Clinical indications for CT included abdominal pain for most patients with prospectively detected tumors. Retrospectively detected tumors had various indications other than abdominal pain, constipation, bleeding, or anemia. The most commonly noted indications in these patients were hematuria, kidney stone, trauma, pelvic mass, and prostate cancer. Satisfaction of search may have contributed to the number of tumors in the retrospective group [2]. If a specific condition is listed in the clinical indication for CT examination, radiologists often focus their search for that condition or problem. This could lead to a failure to search as thoroughly in other organs. Radiologic findings that could explain the indication (e.g., finding of ureteral calculi in a patient with abdominal pain) may also lead to diminished effort and focus when evaluating other abdominal organs. Other common findings in our patients included small bowel obstruction, constipation, Crohn disease, kidney mass, and diverticulitis. Regardless of the indication, a thorough search of the colon should be performed for every patient.

In an effort to improve colorectal cancer detection, radiologists may increase the number of false-negative results and unnecessarily recommended colon examinations, which increases medical costs and patient risk and anxiety. Equivocal findings could be further evaluated with reformatted views in multiple planes and in consultation with colleagues for second opinions. Nearly all tumors enhance after administration of IV contrast material. Enhancement can be helpful to confirm findings.

Most patients in our study had IV contrast material administered, whereas only 7.7% of patients had oral contrast material administered. Because our study reviewed data collected between 2011 and 2020, COVID-19 contrast administration protocols most likely did not affect the rate of oral contrast material administration in this patient population. Many of these patients were sent for CT from the emergency department, in which rapid turnaround times are important and oral contrast administration is not routine. Furthermore, waiting time after administration of oral contrast material in our practice is usually 45–60 min, which is most likely insufficient for adequate labeling of colonic contents in most patients.

Patient sex and age considerations did not appear to account for detection errors. In the retrospective group, most colorectal tumors were located either in the ascending colon (36.4%) or cecum (12.1%). Therefore, special attention to the right colon should be considered at the time of colon tracking.

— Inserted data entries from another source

PR #11485, opened 2024-04-16
UX: New game: Do not preselect custom map option and defer map file loading

SomeTroglodyte:
... to prevent maps overwriting the mod selection from the last successful game start, see discussion in #11443.

 Could also make new game screen a little snappier if the custom maps option is not selected at all - but once it is it'll take a little longer since it has not precached in the background.

Has seen only 10min of testing so far, and seems to do exactly what's intended. Any coders with time are urged to check out the branch and test.

The alternative would be to not sync the mod selection from any map selection to the mod checkboxes at all - until "start" is clicked, then compare, then ask if different. I'd tend to this.


yairm210:
Yesss thank you :pray:
Also the "extension mods not attached to new game" send to have been a 4.11.1 problem, for most players updating resolves it, still awaiting results of original poster

yairm210 (approved):

Issue #822, opened 2019-05-29
Free worker/settler from policies not added?


yairm210:
This was in a review from one of the players
Need to check if it's accurate, and if so, fix it

Am-per-Sand:
Added.

Collective Rule works correctly
Citizenship works correctly
2.16.7

yairm210:
I checked this too and it seems to work, I asked him specifically for more information but until we get some more concrete information it's closed I guess

PR #11491, opened 2024-04-18
Modding: Validation for civilopediaText

SomeTroglodyte:
As threatened in #11474 - validate FormattedLine content. Including image existence for extraImage, which hopefully makes it OK to silently eat all errors when it is rendered.

Can't include the line for non-texturepacked extraImages yet - using a method alread in above PR is best, but I did base this on master. Otherwise it works standalone.

<details><summary>Example of a mistake now caught:</summary>

image
... yes that should be `"#822"`.
</details>

Otherwise there's more "false" alarms - about nonexisting Tileset images - when combining an extension mod with a base ruleset it was not made for... Usage of the compatibility uniques from the mod checking tab is still an open to-do.

Edit: Oh, and of course that comment `// Note - currently there can be no classes in a RuleSet that are ICivilopediaText but not IRulesetObject - if there ever are, this needs an expanded scope` is already obsolete - there **are** two such classes already. Or almost already. Prepared as last commit.


yairm210 (approved):
Looks great!! Will be a big help to modders hopefully!

PR #11511, opened 2024-04-24
Fix: Android pause/resume cycle not working

### LINKED ISSUE #11432: Game won't open unless i swipe it out on multitask screen

### Version & Device

Game: 4.11.3 signed-APK
OS: Android 14
Devices: SM-G970N, SM-A528B/DS

### Describe the bug

I guess the title is quite self-explaining.
Please check out video on following link.
https://youtu.be/2VxF_MvSN18?si=1d2Fp8QT4I7BtjY8

### Steps to Reproduce

1. Start any game by quickstart, start new, load, whatever
2. Close the game by pushing back button on world screen
3. Reopen the app and wait
4. Game only shows logo. If you don't swipe it out on multitasking screen it will stay there forever.

### Additional Information

I remember this bug has been existed for really long time.
~~And I hate back button still shuts down game :joy: #11179~~

SomeTroglodyte:
Fixes #11432

# Needs coder brains triple-checking my approach

Draft as I'd still like to see if I can fix the stage lying to the splash screen... Tomorrow. Or next week. Mergeable if you don't wanna wait.

Also - when did this break and when? I'd guess Gdx 1.12 changed exit - read its ~Kdoc~ JavaDoc. It _says_ it will not terminate an Android app... Maybe 1.10 **did** kill the app process, so this problem didn't hit, because shutdown()'ed coroutine executors were never reused... Or it was some 'roid major version changing the lifecycle.

Also - the diff mixes stuff up badly, a lot of code was just moved, like the top-level private elements that are now private to the Dispatchers container. Main idea - the `Dispatcher` static can resurrect itself by instantiating new dispatchers when the old ones were shut down.

### DIFF
--- a/android/build.gradle.kts
+++ b/android/build.gradle.kts
@@ -55,13 +55,17 @@ android {
     }
 
     buildTypes {
-        getByName("release") {
+        debug {
+            isDebuggable = true
+        }
+        release {
             // If you make this true you get a version of the game that just flat-out doesn't run
             isMinifyEnabled = false
             proguardFiles(getDefaultProguardFile("proguard-android.txt"), "proguard-rules.pro")
+            isDebuggable = false
         }
-
     }
+
     lint {
         disable += "MissingTranslation"   // see res/values/strings.xml
     }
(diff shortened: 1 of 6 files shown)


yairm210:
How on earth did you figure this out?!
I'm super impressed

yairm210 (approved):

PR #11516, opened 2024-04-24
Fixed problem with selecting city constructions option and AutoPlay

tuvus:
Fixes the problem "Unciv 4.11.7 auto assign city production" on discord.
The problem stems from #11329 but should be fixed now from the one line of change.


yairm210:
release patch

PR #42, opened 2020-08-11
SolidMotor_class_usage

lucasfourier:
Finished the SolidMotor_class_usage python notebook with examples and explanations.

PR #132, opened 2022-02-13
doc: setting inputs and discrete intervals for Function objects on SolidMotor

Gui-FernandesBR:
## Pull request type

## Pull request checklist

As described on #42 , some plots of SolidMotor.allInfo() are currently being set as Scalar x functions functions instead of Time (s) x Variable functions.

## What is the new behavior?
Now all graphs from SolidMotor.allInfo() have the 'x' axis well defined by the setInputs method

- [X] No

## Other information

Please verify if setDiscrete is not breaking other parts of our code. As far as I understand, the Function.setDiscrete converts functions into lists, so perhaps it will create a bug that I didn't find locally.


Gui-FernandesBR:
Well, everything look fine here, I performed basic simulations using the modified files for checking.

@MrGribel could ypu please review this as you better understand SolidMotor class?

MrGribel:
@Gui-FernandesBR could you clarify a bit what you're trying to solve here? Those changes don't make much sense to me at a first glance. The altered functions already seem to display the correct axes names on `develop`. This should have been changed at the branch which PR #42 provides from. Also, since all the changed plots already provide in some form from `thrust` or `grainInnerRadius`, which are already list-defined rocketpy Functions, applying the `setDiscrete` over them seems redudant.

Let me know if there is something I am missing here.

Gui-FernandesBR:
See Function.py to correct problems

giovaniceotto:
@Gui-FernandesBR, I did some digging here and strongly believe that all the issues that this PR attempts to solve are fixed with the simple 1 line PR #141.

It was a simple mistake I made a while back, in the Function class... my fault.

PR #141, opened 2022-02-17
Bug/function class magic operations

giovaniceotto:
## Pull request type

## Pull request checklist

  - [x] Tests for the changes have been added (No new tests needed)
  - [x] Docs have been reviewed and added / updated if needed (No docs change needed)

As described in #42, some plots of SolidMotor.allInfo() are currently being shown with the wrong input. 

This is caused because inside the Function class, **the inputs set, in this case `Time (s)`, are replaced by the name of the argument of the callable used as the source argument, in most cases, `x`**. The same happens when the Function object is initialized with a float as the source argument, since internally, this float is converted into a lambda.

This bug is caused by an incorrect check done by the Function class. It should check if the inputs have already been set and only use the name of the source arguments in case no input name has been given, in which case the default "Scalar" is set. For some weird reason, instead of checking for "Scalar" to see if the default name is set, it is checking for "Time (s)".

## What is the new behavior?

The Function class checks correctly if the input is set to the default `Scalar` when a callable or int/float is used as the source argument. In such case, it replaces the input name `Scalar` by the name of the argument of the callable or `X` when int or float. 

This solves the problem described in #42.

- [ ] Yes
- [x] No


Gui-FernandesBR:
Shall we merge into develop instead of master branch?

This study was limited by its retrospective nature and data collection from a single health care system with multiple different CT instruments and different faculty readers at many sites. Routine CT protocols are standardized across these varied locations, and image quality was considered high because only 12 cases were deemed nondiagnostic. Further study of the added value of oral contrast material, requirement for IV contrast material, and amount and quality of colon tracking with eye-tracking systems are warranted. The radiologists performing the retrospective review were aware that a tumor was present in each case and had knowledge of the tumor location and size. Therefore, the retrospective detection rate most likely overestimates the number of tumors that would be detected even after careful review.

Conclusion

Routine CT of the abdomen and pelvis is commonly ordered for various conditions. The key take-home message of this study is that half of all colorectal tumors were not prospectively detected, which indicates that radiologists should consider several practice changes to improve their overall detection rate. These changes include meticulous colon tracking with a careful search pattern, regardless of the indication for CT. The right colon merits special attention and inspection. Findings of pericolonic stranding and adjacent, regional, or retroperitoneal lymph node involvement should prompt suspicion and a search for a primary colorectal tumor. Polypoid asymmetric and concentric tumors were often overlooked, but these morphologic characteristics can be learned to improve detection.